Problem requirements ▸ Repeat every line of the data verbatim.

Information shown ▸
PR #37, opened 2019-02-19
Switch from govendor to go dep

charlottestjohn:
While browsing through the code base, some of the dependencies were not present in the vendor folder, so I figured I'd fix it and in attempting to fix it - figured I should make a PR to switch over to dep instead of govendor. Dep is the chosen vendor management tool, https://github.com/golang/dep and provides a clean way to switch from previous vendor management solutions.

Answer section ▸
PR #37, opened 2019-02-19
Switch from govendor to go dep

charlottestjohn:
While browsing through the code base, some of the dependencies were not present in the vendor folder, so I figured I'd fix it and in attempting to fix it - figured I should make a PR to switch over to dep instead of govendor. Dep is the chosen vendor management tool, https://github.com/golang/dep and provides a clean way to switch from previous vendor management solutions.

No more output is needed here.